§ **TO DO**: State how many lines in the listing below contain the word "property", and write nothing else.

§ **DATA**:
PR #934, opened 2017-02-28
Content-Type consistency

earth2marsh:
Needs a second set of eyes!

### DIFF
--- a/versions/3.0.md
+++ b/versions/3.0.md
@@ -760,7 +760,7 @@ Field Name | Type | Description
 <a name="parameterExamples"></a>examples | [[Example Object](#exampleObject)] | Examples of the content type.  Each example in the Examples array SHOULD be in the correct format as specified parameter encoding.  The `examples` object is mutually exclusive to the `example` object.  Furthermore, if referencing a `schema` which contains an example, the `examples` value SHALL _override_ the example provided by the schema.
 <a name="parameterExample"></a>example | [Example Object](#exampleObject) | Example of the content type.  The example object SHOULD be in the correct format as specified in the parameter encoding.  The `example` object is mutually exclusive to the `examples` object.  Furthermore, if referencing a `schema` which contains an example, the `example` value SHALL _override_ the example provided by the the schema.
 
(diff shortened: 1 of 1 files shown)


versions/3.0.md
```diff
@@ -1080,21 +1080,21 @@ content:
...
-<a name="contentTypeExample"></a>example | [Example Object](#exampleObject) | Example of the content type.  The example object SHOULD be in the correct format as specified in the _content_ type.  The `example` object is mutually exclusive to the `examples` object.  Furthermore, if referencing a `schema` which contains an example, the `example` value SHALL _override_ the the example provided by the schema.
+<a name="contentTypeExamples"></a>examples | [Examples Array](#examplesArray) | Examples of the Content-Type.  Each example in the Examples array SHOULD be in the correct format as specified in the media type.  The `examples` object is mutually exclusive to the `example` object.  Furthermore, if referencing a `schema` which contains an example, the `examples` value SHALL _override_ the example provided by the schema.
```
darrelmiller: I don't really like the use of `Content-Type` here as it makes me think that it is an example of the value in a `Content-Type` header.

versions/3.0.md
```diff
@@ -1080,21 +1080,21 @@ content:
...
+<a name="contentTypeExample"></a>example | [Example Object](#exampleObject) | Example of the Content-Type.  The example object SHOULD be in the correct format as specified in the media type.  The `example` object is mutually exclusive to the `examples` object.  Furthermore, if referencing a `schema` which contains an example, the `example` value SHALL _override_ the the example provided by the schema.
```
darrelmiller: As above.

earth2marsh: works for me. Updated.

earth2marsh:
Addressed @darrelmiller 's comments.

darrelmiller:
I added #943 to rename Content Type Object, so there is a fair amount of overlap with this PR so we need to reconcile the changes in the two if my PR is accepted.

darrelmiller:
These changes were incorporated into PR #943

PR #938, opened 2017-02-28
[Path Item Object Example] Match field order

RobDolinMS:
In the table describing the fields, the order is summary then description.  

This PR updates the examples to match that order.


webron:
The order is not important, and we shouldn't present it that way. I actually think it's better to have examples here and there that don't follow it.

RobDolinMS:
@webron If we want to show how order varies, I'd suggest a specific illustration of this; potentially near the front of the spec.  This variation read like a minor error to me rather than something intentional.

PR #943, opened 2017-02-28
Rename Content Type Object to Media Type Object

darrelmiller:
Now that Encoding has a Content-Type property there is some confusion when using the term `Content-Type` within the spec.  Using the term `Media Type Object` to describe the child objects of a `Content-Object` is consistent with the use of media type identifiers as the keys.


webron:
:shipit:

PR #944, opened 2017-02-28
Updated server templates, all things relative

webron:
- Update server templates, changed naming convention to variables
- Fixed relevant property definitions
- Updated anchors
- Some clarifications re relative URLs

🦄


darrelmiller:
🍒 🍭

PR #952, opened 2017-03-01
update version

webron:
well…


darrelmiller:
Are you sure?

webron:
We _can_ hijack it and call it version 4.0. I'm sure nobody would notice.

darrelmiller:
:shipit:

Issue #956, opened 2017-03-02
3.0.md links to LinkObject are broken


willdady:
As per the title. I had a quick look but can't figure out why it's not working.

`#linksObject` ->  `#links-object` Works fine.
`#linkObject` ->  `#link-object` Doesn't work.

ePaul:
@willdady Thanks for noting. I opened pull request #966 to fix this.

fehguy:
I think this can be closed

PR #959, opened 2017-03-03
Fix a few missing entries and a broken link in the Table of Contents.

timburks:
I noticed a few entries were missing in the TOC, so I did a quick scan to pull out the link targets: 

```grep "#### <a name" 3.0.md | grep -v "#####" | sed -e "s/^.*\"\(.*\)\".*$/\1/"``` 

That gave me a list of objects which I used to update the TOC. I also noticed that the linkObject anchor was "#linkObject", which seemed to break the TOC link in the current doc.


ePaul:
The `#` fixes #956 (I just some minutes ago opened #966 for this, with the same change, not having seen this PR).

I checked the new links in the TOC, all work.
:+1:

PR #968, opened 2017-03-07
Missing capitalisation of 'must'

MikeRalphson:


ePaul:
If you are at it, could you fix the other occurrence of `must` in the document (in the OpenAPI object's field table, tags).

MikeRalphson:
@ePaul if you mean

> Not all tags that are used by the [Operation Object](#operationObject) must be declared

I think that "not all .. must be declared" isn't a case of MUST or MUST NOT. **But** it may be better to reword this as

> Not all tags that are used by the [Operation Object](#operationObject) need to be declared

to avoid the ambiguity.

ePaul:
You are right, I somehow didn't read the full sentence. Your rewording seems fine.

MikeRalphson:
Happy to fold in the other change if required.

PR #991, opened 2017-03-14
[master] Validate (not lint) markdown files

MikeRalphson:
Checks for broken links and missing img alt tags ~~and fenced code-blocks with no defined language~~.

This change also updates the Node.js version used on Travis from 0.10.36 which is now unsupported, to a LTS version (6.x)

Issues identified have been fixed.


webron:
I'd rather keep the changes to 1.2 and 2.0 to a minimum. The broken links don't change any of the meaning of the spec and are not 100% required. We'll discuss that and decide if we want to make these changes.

§ **EXERCISE OUTPUT**: 2